• **LISTED ENTRIES**:
PR #5040, opened 2021-08-25
allow filtering dropdowns

jmoerschbach:
Allows filtering of (open) dropdowns when typing

might be useful for dropdowns with a lot of entries (like the fastplace shortcut feature)

a second list is used to always hold all elements (unfiltered) while the other one might be cleared and filled with only those entries that match the filter (=contains the chars which were typed).
filter is cleared and list restored with all entries upon closing the dropdown list/selecting an entry

Changes to options are needed to avoid maintaining 2 lists (resolutions_ and the actual dropdown list) relying implicitely on both lists being always of equal size and a given index points to the same entry in both lists (which does not hold true now anymore)


Noordfrees:
Cool! :rocket:

A couple of glitches though:
- The behaviour when typing a filter with no matches is strange. Open the options resolution dropdown by clicking on it and type <kbd>Y</kbd>. Visually it seems like the dropdown closes, but if you now click on the dropdown button repeatedly, nothing happens – the dropdown does not reopen until you move the mouse far away and back in. I assume the dropdown remains open even though its 0 elements make it look like it's closed. It either needs to close truly, or (better) display some sort of indicator that no elements match filter XY.
- Backspace doesn't work. That's annoying. It would also be nice to have a way to reset the filter (e.g. <kbd>Esc</kbd>).
- Open a dropdown, mouse over any element, then type a character that is contained in the highlighted entry. The entry under the mouse gets selected unexpectedly.
- There's also no way to see what text is currently filtered for. The icing on the cake would be to highlight the filter match in every visible list entry, but something less fancy would work too.

jmoerschbach:
> 
> 
> Cool! 🚀
> 
> A couple of glitches though:
> 
>     * The behaviour when typing a filter with no matches is strange. Open the options resolution dropdown by clicking on it and type Y. Visually it seems like the dropdown closes, but if you now click on the dropdown button repeatedly, nothing happens – the dropdown does not reopen until you move the mouse far away and back in. I assume the dropdown remains open even though its 0 elements make it look like it's closed. It either needs to close truly, or (better) display some sort of indicator that no elements match filter XY.
> 
>     * Backspace doesn't work. That's annoying. It would also be nice to have a way to reset the filter (e.g. Esc).
> 
>     * Open a dropdown, mouse over any element, then type a character that is contained in the highlighted entry. The entry under the mouse gets selected unexpectedly.
> 
>     * There's also no way to see what text is currently filtered for. The icing on the cake would be to highlight the filter match in every visible list entry, but something less fancy would work too.

thx for the feedback. I addressed all but the last issue. Visualizing the filter would be a non-trivial improvement for another branch :)

jmoerschbach:
why is the workflow reformatting the code and codecheck then complains the exact line which was automatically changed before...?

src/ui_basic/dropdown.cc
```diff
@@ -521,5 +531,11 @@ bool BaseDropdown::handle_key(bool down, SDL_Keysym code) {
 	}
 	return NamedPanel::handle_key(down, code);
 }
+void BaseDropdown::delete_last_of_filter() {
+	if (!current_filter_.empty()) {
+		current_filter_ = current_filter_.substr(0, current_filter_.size() - 1);
```
Noordfrees:
```suggestion
		current_filter_.pop_back();
```

src/ui_basic/dropdown.h
```diff
@@ -208,6 +214,12 @@ class BaseDropdown : public NamedPanel {
 	/// Returns true if the mouse pointer left the vicinity of the dropdown.
 	bool is_mouse_away() const;
 
+	virtual void apply_filter() = 0;
+
+	virtual void save_selected_entry(uint32_t){
+	   // cannot pure because it is called from constructor
+	};
```
Noordfrees: Clang-tidy and our self-written codecheck rules don't always like each other…

Usually a comment does the trick:
```suggestion
	virtual void save_selected_entry(uint32_t)  // cannot be pure virtual because it is called from constructor
	{
	};
```

src/ui_basic/dropdown.h
```diff
@@ -275,9 +287,78 @@ template <typename Entry> class Dropdown : public BaseDropdown {
...
+			add_to_filtered_list(ee.name, ee.value, ee.img, false, ee.tooltip, ee.hotkey);
+		}
+	}
+
+	void save_selected_entry(uint32_t index) override {
+		selected_entry_ = index < filtered_entries.size() ? *filtered_entries[index] : Entry{};
+	}
+
+	bool handle_textinput(const std::string& input_text) override {
+		std::string lower = std::string(input_text);
```
```suggestion
		std::string lower = input_text;
```

src/ui_basic/dropdown.h
```diff
@@ -275,9 +287,78 @@ template <typename Entry> class Dropdown : public BaseDropdown {
...
+		lower[0] = std::tolower(lower[0]);
```
Noordfrees: This could potentially contain multiple characters. Better iterate over the whole string and replace every index with its lowercase equivalent.

src/ui_basic/dropdown.h
```diff
@@ -275,9 +287,78 @@ template <typename Entry> class Dropdown : public BaseDropdown {
...
+		// force list to stay open even if mouse is now away due to smaller
+		// dropdown list because of applied filter
+		set_list_visibility(true);
+	}
+
+	void add_no_match_entry() {
+		// re-add initially selected entry with adapted texts to inform user
+		for (auto& x : unfiltered_entries) {
+			if (x.value == selected_entry_) {
+				add_to_filtered_list(_("No matches"), x.value, x.img, false,
```
Noordfrees: How about changing the text to `"No matches for XYZ"`? boost::format can do this. For coolness try to see if the Listselect supports styling this with an Italic font tag

src/ui_basic/dropdown.h
```diff
@@ -316,12 +399,42 @@ template <typename Entry> class Dropdown : public BaseDropdown {
...
 	}
 
 private:
-	// Contains the actual elements. The BaseDropdown registers the indices only.
-	std::deque<std::unique_ptr<Entry>> entry_cache_;
+	class ExtendedEntry {
+	public:
+		const std::string name;
+		const Entry value;
+		const Image* img;
```
Noordfrees, line 424:
```suggestion
		const Image* img = nullptr;
```

src/ui_fsmenu/options.cc
```diff
@@ -520,6 +473,47 @@ Options::Options(MainMenu& fsmm, OptionsCtrl::OptionsStruct opt)
...
+			   mode.w, mode.h, static_cast<int32_t>(SDL_BITSPERPIXEL(mode.format))};
+			if (this_res.depth == 24) {
+				this_res.depth = 32;
+			}
+			if (this_res != previous) {
+				previous = this_res;
+				const bool selected = !resolution_dropdown_.has_selection() && this_res == current_res;
+				resolution_dropdown_.add(
+				   /** TRANSLATORS: Screen resolution, e.g. 800 x 600*/
+				   (boost::format(_("%1% x %2%")) % this_res.xres % this_res.yres).str(), this_res,
```
Noordfrees: Since you're already touching this:
```suggestion
				   /** TRANSLATORS: Screen resolution, e.g. 800 × 600*/
				   (boost::format(_("%1% × %2%")) % this_res.xres % this_res.yres).str(), this_res,
```

src/ui_fsmenu/options.h
```diff
@@ -121,11 +121,27 @@ class Options : public UI::Window {
...
 	void clicked_cancel();
 
+	// Data model for the screen resolution dropdown
+	class ScreenResolution {
+	public:
+		int32_t xres;
+		int32_t yres;
+		int32_t depth;
+		inline bool operator==(const ScreenResolution& x) const {
+			return xres == x.xres && yres == x.yres;
```
Noordfrees, line 137: Should this also compare `depth`?

src/ui_basic/dropdown.h
Noordfrees: Also once you're using `tolower` and once `std::tolower`…?

Noordfrees (commented):
Some comments on the code, will test it again later today

src/ui_basic/dropdown.h
```diff
@@ -275,9 +287,78 @@ template <typename Entry> class Dropdown : public BaseDropdown {
...
+		// dropdown list because of applied filter
+		set_list_visibility(true);
+	}
+
+	void add_no_match_entry() {
+		// re-add initially selected entry with adapted texts to inform user
+		for (auto& x : unfiltered_entries) {
+			if (x.value == selected_entry_) {
+				add_to_filtered_list(_("No matches"), x.value, x.img, false,
+				                     _("Previously selected entry will be selected again"), x.hotkey);
```
Noordfrees: IMHO this message just confuses the user as it should be obvious that clicking the "No matches" entry doesn't change anything. Better leave the tooltip empty.

Noordfrees:
The behaviour of the <kbd>Esc</kbd> key is inconsistent: In the options menu, it resets the filter or does nothing if no filter is active. In the New Game setup screen, it closes the dropdowns regardless of whether a filter is active or not.

src/ui_basic/dropdown.h
jmoerschbach: no, the message must be as short as possible, because it may cause the display-button to adapt its width if needed be. This may break layouts, especially because we have no control of the filter's length

src/ui_basic/dropdown.h
jmoerschbach: Actually I am more in favor of deleting depth as it is only written, never read. Maybe it was used once upon a time but is not anymore? What is your opinion?

src/ui_fsmenu/options.h
jmoerschbach: Actually I am more in favor of deleting depth as it is only written, never read. Maybe it was used once upon a time but is not anymore? What is your opinion?

src/ui_basic/dropdown.h
jmoerschbach: hmm, I found this very smart :D I thought I might not be sure what if I can expect on an element which says "no matches". Does this tooltip hurt so much?
If you insist, I will delete it...

src/ui_fsmenu/options.h
Noordfrees: Okay let's delete it. Shouldn't matter much on modern hardware…

src/ui_basic/dropdown.h
Noordfrees: How about an empty list item with a tooltip that says "No matches"?

src/ui_basic/dropdown.h
Noordfrees: Turns out my suggestion here makes the compiler unhappy…
Please revert this change, sorry :(

src/ui_basic/dropdown.h
jmoerschbach: might be a good idea, pictorial dropdowns look awkward though. Setting image to nullptr (resulting in a non-displayed entry also for pictorial dropdowns) might cause subtle bugs later on (we don't allow entries with no picture for pictorial dropdowns - see line 300 in dropdown.cc)
Selection_003

jmoerschbach:
> The behaviour of the Esc key is inconsistent: In the options menu, it resets the filter or does nothing if no filter is active. In the New Game setup screen, it closes the dropdowns regardless of whether a filter is active or not.

will investigate, the options dropdown behave special somehow, e.g. also no tooltips are displayed

src/ui_basic/dropdown.h
Noordfrees: You can use `data/images/wui/editor/no_ware.png`

jmoerschbach:
I think it works quite well now :)
The two dropdowns in options do not show the "No match" tooltip and I dont understand why. It might be a z-order problem of the panels (maybe due to to Boxes and Tab?). I checked every dropdown I could find in the software (menus, editor, in-game), all of them are fine...

src/ui_basic/dropdown.h
```diff
@@ -21,8 +21,10 @@
 #define WL_UI_BASIC_DROPDOWN_H
 
 #include <deque>
+#include <graphic/image_cache.h>
```
Noordfrees: Always use `""` for Widelands includes and put it them the last include block. I'm surprised codecheck doesn't complain…

src/ui_fsmenu/options.cc
```diff
@@ -520,6 +473,43 @@ Options::Options(MainMenu& fsmm, OptionsCtrl::OptionsStruct opt)
...
+				   (boost::format(_("%1% × %2%")) % this_res.xres % this_res.yres).str(), this_res,
+				   nullptr, selected);
+			}
+		}
+	}
+
+	if (!resolution_dropdown_.has_selection()) {
+		resolution_dropdown_.add(
+		   /** TRANSLATORS: Screen resolution, e.g. 800 x 600*/
+		   (boost::format(_("%1% x %2%")) % current_res.xres % current_res.yres).str(), current_res,
```
Noordfrees:
```suggestion
		   /** TRANSLATORS: Screen resolution, e.g. 800 × 600*/
		   (boost::format(_("%1% × %2%")) % current_res.xres % current_res.yres).str(), current_res,
```

Noordfrees (commented):
I suspect the problem is that the Options window is a modal panel that is not the top-level panel. Dropdowns hook their list into the highest parent available, I had lots of "fun" with the options menu dropdowns in the past already. This glitch might be just another symptom of this design f~law~eature, feel free to ignore this as unrelated…

Noordfrees:
Another bug (or rather two at once): if I type away in a dropdown and then press space while the mouse is not over any item, the dropdown switches to "Not Selected" in addition to appending the whitespace to the filter.

Noordfrees:
Handling of escape sequences seems a bit wobbly. Feeding Widelands the contents of a binary file as text while a dropdown is open results in some funny behaviour. Is this worth fixing or too much of an easter egg for people who do weird things with programs :P 

*For reference I used `xdotool type --window 65011732 --file ~/.widelands/maps/Downloaded/Hexagony.wmf --delay 2000`, the first chars until xdotool aborts are `50 4b 03 04 14 00`*

jmoerschbach:
> Handling of escape sequences seems a bit wobbly. Feeding Widelands the contents of a binary file as text while a dropdown is open results in some funny behaviour. Is this worth fixing or too much of an easter egg for people who do weird things with programs :P
> 
> _For reference I used `xdotool type --window 65011732 --file ~/.widelands/maps/Downloaded/Hexagony.wmf --delay 2000`, the first chars until xdotool aborts are `50 4b 03 04 14 00`_

huh, let's leave that as an easter egg :) It does not crash, right?

Noordfrees:
Another bug: If you press <kbd>Esc</kbd> to clear the active filter while the mouse is over an element in the dropdown, the moused-over element gets selected.

Noordfrees (approved):
Wonderful feature :)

• **WHAT THE EXERCISE ASKS**:
From the entries, copy every line in which the word "filtering" occurs.

• **ANSWER TO THIS PROBLEM**:
allow filtering dropdowns
Allows filtering of (open) dropdowns when typing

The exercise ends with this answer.